Es un círculo perverso al que docentes, institución y alumnos parecen confirmar y adaptarse sin disimulos. Lo que más me llamó la atención fue la falta de proyectos alternativos, de salidas viables, reconocen su existencia y la confirman con pasividad, prácticamente no lo identifican como un problema, sino como parte de la realidad del sistema educativo, en el que, por supuesto, todo cabe, todo se generaliza.

¿La culpa la tiene el sistema, las condicionantes económicas-sociales, la falta de perspectiva individual y familiar, lo que hace que la estructura se reconstruya frenando toda posibilidad de salida?

Se ha optado por la contención de los alumnos en las instituciones, asegurándoles un ambiente familiar y un espacio de socialización, sabiendo y previendo que las metas educativas son limitadas.

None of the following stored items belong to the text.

PR #536, opened 2026-03-11
fix: suppress agent error posts on public broadcast channels (Mastodon)

Fail-Safe:
## Summary

- Adds `suppress_error_responses() -> bool` to the `ChannelAdapter` trait (default `false`)
- `MastodonAdapter` overrides to `true` — agent errors are logged internally but not posted as statuses
- Both `dispatch_text_message` and `dispatch_multimodal_message` error branches respect this flag

## Problem

When an agent hit a resource quota (e.g. token limit exceeded), the error was passed to `send_response()` which on Mastodon means calling `api_post_status()`. This caused hundreds of `"Agent error: Resource quota exceeded: Token limit exceeded"` posts to be published to a user's Mastodon account in a burst, all within the same second.

Errors are still logged via `warn!()` and recorded in delivery history — they're just no longer broadcast as public/unlisted statuses.

## Why this approach

Adding a trait method keeps the fix localized to adapters that opt in. All existing adapters (Telegram, Slack, Discord, etc.) are unaffected. Any future public broadcast adapters (e.g. Bluesky) can override `suppress_error_responses()` to `true` the same way.

## Test plan

- [ ] Verify `cargo build -p openfang-channels` passes cleanly
- [ ] Trigger an agent token-limit error with Mastodon channel enabled — confirm no status is posted
- [ ] Confirm the error is still present in delivery history / logs
- [ ] Verify Telegram/Slack/Discord still receive error responses as before

### DIFF
--- a/crates/openfang-channels/src/bridge.rs
+++ b/crates/openfang-channels/src/bridge.rs
@@ -770,14 +770,16 @@ async fn dispatch_message(
             send_lifecycle_reaction(adapter, &message.sender, msg_id, AgentPhase::Error).await;
             warn!("Agent error for {agent_id}: {e}");
             let err_msg = format!("Agent error: {e}");
-            send_response(
-                adapter,
-                &message.sender,
-                err_msg.clone(),
-                thread_id,
-                output_format,
-            )
-            .await;
+            if !adapter.suppress_error_responses() {
+                send_response(
+                    adapter,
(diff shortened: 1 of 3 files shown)


jaberjaber23:
Incorporated into main — suppress_error_responses() trait method added, Mastodon overrides to true.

Por su parte, los alumnos que tienen claro que deben trabajar siempre lo han hecho, en el medio rural todos los integrantes de una familia colaboran en las tareas, ven en la institución educativa un espacio de diversión y descanso frente al trabajo que realizan en sus casas, lo que limita las aspiraciones de continuar estudiando.

¿Cómo revertir estas distancias? Con una nueva significación del espacio liceal, aunque obligue a modificar ese poder de símbolo que le han conferido a las instituciones, y nuevos replanteamientos, que impliquen acompasarse a las necesidades de sus contextos. Un ejemplo de ello es que ninguno de los alumnos entrevistados ve que los contenidos de los programas estén acordes con su realidad, crear lazos de convergencia, espacios de interés común podría ser un puente hacia la intercomprensión cultural tan anhelada.

Obviamente, reconocer que es una realidad distinta que requiere posturas acordes a ello (Escofet, 1998) nos obliga a repensar que las diferencias culturales no son inmutables, sino que en numerosas ocasiones son construcciones ideológicas que responden a estereotipos o a calificativos derivados de una deslegitimación de los acerbos culturales distintos.

Por ello hay que reafirmar la convicción de Soler de que la educación rural es una posibilidad, y de que es un momento fundacional, no de promesas sino de proyectos inclusivos, es el momento de dejar de nombrar a las minorías, de quitarles el velo político-compasivo por un nuevo sentido político, pero desde lo ético, desde lo humano, desde la profesión, con la certeza de que ser docentes vale la pena, más cuando en temas como este es la convocatoria.

El oficio de alumno rural: ¿el qué se va? La pregunta tiene muchas respuestas pendientes, dejamos el enigma pendiente.